[Data records]
________

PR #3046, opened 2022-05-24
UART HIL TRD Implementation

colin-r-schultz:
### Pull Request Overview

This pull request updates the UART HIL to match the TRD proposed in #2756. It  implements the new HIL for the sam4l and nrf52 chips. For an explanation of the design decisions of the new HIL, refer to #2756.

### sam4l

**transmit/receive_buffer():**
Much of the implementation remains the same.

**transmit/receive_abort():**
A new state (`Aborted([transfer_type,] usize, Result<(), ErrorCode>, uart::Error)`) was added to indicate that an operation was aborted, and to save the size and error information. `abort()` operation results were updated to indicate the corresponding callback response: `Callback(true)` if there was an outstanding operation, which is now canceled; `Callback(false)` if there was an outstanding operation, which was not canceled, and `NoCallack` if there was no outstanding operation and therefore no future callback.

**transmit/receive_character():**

________

_What is being asked_: The answer should be an exact copy of the lines from the one containing "Much of the implementation remains the same." through the last line of the entries, both included.

_Answer to this problem_:
Much of the implementation remains the same.

**transmit/receive_abort():**
A new state (`Aborted([transfer_type,] usize, Result<(), ErrorCode>, uart::Error)`) was added to indicate that an operation was aborted, and to save the size and error information. `abort()` operation results were updated to indicate the corresponding callback response: `Callback(true)` if there was an outstanding operation, which is now canceled; `Callback(false)` if there was an outstanding operation, which was not canceled, and `NoCallack` if there was no outstanding operation and therefore no future callback.

**transmit/receive_character():**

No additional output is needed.